Belief provides answers to people's questions while faith never does. People believe so as to find assurance, a solution, an answer to their questions to fashion for themselves a system of beliefs. Faith (biblical faith) is completely different. The purpose of revelation is not to supply us with explanations, but to get us to listen to questions.

Faith is, as Barth so often reminds us, in the first instance, hearing. Belief talks and talks, it wallows in words, it interpolates the gods, it takes the initiative. Faith takes an entirely opposite stance: it waits, remains on guard, picks up signs, knows what to make of the most delicate parables; it listens patiently to the silence until that silence is filled up with what it takes to be the indisputable word of God.
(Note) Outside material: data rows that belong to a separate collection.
PR #31, opened 2023-06-26
👷(backend) Add mypy to the ci

### LINKED ISSUE #25: 👷(backend) Add mypy to the ci and correct violations in the codebase
## Feature Request

We could introduce mypy as a way to make our ci lint checks stronger and check and enforce strict typing in the codebase 

Install mypy in the devdependencies, add a lint-mypy makefile command and a step to the ci that runs mypy on the code

**Describe alternatives you've considered**
Some other type checkers exist and are popular like pyright or pyre but mypy is still the most standard choice.

Users will be able to `make lint-mypy` and mypy will run automatically in the ci

Yes

lebrunthibault:
## Purpose
Add mypy to the ci and correct violations in the codebase

We should make the typing experience stricter leveraging mypy and add it to the ci

## Proposal
Introduce mypy and lint the existing code

- [x] Install mypy as a dev dependency
- [x] Configure mypy so it understands the plugin architecture
- [x] Fix current violations to the code base
- [x] Make mypy work using make and in the ci 

closes #25

### DIFF
--- a/src/api/core/pyproject.toml
+++ b/src/api/core/pyproject.toml
@@ -112,9 +112,6 @@ convention = "google"
 [tool.mypy]
 mypy_path = "core,plugins/video"
 explicit_package_bases = "true"
-#plugins = [
-#  "pydantic.mypy"
-#]
 
 [[tool.mypy.overrides]]
 module = 'rfc3987.*'
--- a/src/api/core/pyproject.toml
+++ b/src/api/core/pyproject.toml
@@ -57,6 +57,7 @@ dev = [
     "pytest-cov==4.0.0",
     "pytest-httpx==0.22.0",
     "ruff==0.0.272",
+    "mypy==1.4.1",
 ]
 ci = [
     "twine==4.0.2",
@@ -107,3 +108,19 @@ target-version = "py38"
 [tool.ruff.pydocstyle]
 # Use Google-style docstrings.
 convention = "google"
+
+[tool.mypy]
+mypy_path = "core,plugins/video"
+explicit_package_bases = "true"
+#plugins = [
+#  "pydantic.mypy"
+#]
+
+[[tool.mypy.overrides]]
+module = 'rfc3987.*'
+ignore_missing_imports = "true"
+
+
+[[tool.mypy.overrides]]
+module = 'ralph.*'
+ignore_missing_imports = "true"
--- a/src/api/core/pyproject.toml
+++ b/src/api/core/pyproject.toml
@@ -54,6 +54,7 @@ dev = [
     "ipdb==0.13.11",
     "ipython==8.10.0",
     "mypy==1.4.1",
+    "pandas-stubs==2.0.2.230605",
     "pytest==7.2.1",
     "pytest-cov==4.0.0",
     "pytest-httpx==0.22.0",
@@ -110,8 +111,12 @@ target-version = "py38"
 convention = "google"
 
 [tool.mypy]
+exclude = [
+    '/tests/',
+]
 mypy_path = "core,plugins/video"
 explicit_package_bases = "true"
+
 
 [[tool.mypy.overrides]]
 module = 'rfc3987.*'
--- a/src/api/core/pyproject.toml
+++ b/src/api/core/pyproject.toml
@@ -32,7 +32,7 @@ dependencies = [
     "fastapi==0.95.2",
     "importlib-metadata==6.6.0",
     "pandas==2.0.2",
-    "pydantic[dotenv]==1.10.8",
+    "pydantic[dotenv]==1.10.11",
     "rfc3987==1.3.8",
     "sentry-sdk[fastapi]==1.15.0",
     "uvicorn[standard]==0.20.0",
@@ -111,6 +111,9 @@ target-version = "py38"
 convention = "google"
 
 [tool.mypy]
+plugins = [
+  "pydantic.mypy"
+]
 exclude = [
     '/tests/',
 ]
--- a/src/api/core/pyproject.toml
+++ b/src/api/core/pyproject.toml
@@ -53,11 +53,11 @@ dev = [
     "httpx==0.24.1",
     "ipdb==0.13.11",
     "ipython==8.10.0",
+    "mypy==1.4.1",
     "pytest==7.2.1",
     "pytest-cov==4.0.0",
     "pytest-httpx==0.22.0",
     "ruff==0.0.272",
-    "mypy==1.4.1",
 ]
 ci = [
     "twine==4.0.2",
@@ -119,7 +119,6 @@ explicit_package_bases = "true"
 [[tool.mypy.overrides]]
 module = 'rfc3987.*'
 ignore_missing_imports = "true"
-
 
 [[tool.mypy.overrides]]
 module = 'ralph.*'
--- a/.circleci/config.yml
+++ b/.circleci/config.yml
@@ -171,6 +171,10 @@ jobs:
           name: Lint code with ruff
           command: ~/.local/bin/ruff --config core/pyproject.toml core plugins
           working_directory: src/api
+      - run:
+          name: Lint code with mypy
+          command: ~/.local/bin/mypy --config-file core/pyproject.toml core plugins
+          working_directory: src/api
   test-api:
     parameters:
       python-image:
--- a/Makefile
+++ b/Makefile
@@ -236,7 +236,8 @@ lint: \
 lint-api: ## lint api python sources
 lint-api: \
   lint-api-black \
-  lint-api-ruff
+  lint-api-ruff \
+  lint-api-mypy
 .PHONY: lint-api
 
 lint-api-black: ## lint api python sources with black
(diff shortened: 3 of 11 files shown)


lebrunthibault:
A way to make mypy understand the plugin architecture is to specify the different source code root folders in the `mypy_path` and set `explicit_package_bases`. 
This approach works but we need to manually maintain the mypy_path configuration for the next added plugins. 

Mypy will complain it cannot find library stubs as soon as we're importing anything from a plugin not added to the mypy path (even and especially from inside this plugin), so we'll not be able to ship untyped code anyway.
e.g. :
`plugins/video/warren_video/api.py:19: error: Cannot find implementation or library stub for module named "warren_video.conf"  [import]
`

lebrunthibault:
The construct used to setup the Date and DateTime fields does not play out well with mypy who cannot understand that these pydantic date types can take different inputs and be used transparently like python date datetime.

Apparently a [mypy plugin](https://docs.pydantic.dev/latest/mypy_plugin/) exists that might handle this kind of cases but I couldn't make it work locally with the current stable version of mypy (1.4.1) :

Faith isolates; belief (Christian or otherwise) brings together. We find ourselves joined with others in the same institutional current, all of us oriented toward the same object of belief, sharing the same ideas, following the same rituals, enrolled in the same organization, be it social or religious, speaking the same language. Belief is quite useful for the smooth functioning of society. Belief is the key to the consensus we look for, the one long proclaimed essential of communal life. Faith works in exactly the opposite way. Faith individualizes; it is always an exclusively personal matter. Faith is the personal relationship with a God who reveals Himself as a person. This God singularizes people, sets them apart, and confers on each an identity comparable to none other. The person who listens to His word is the only one to hear it; he or she is separated from the others, becomes unique, simply because the tie that binds that individual to God is unique, unlike any other, incommunicable, a unique relationship with a unique, absolutely incomparable God. God particularizes, singularizes the person to whom He says, "I call you by your name" (Isa. 45:4). Faith separates people and makes each of them unique. In the Bible "holy" means "separated". To be holy is to be separated from everyone else, to be made unique for the sake of a task that can be accomplished by no one else, which one receives through faith.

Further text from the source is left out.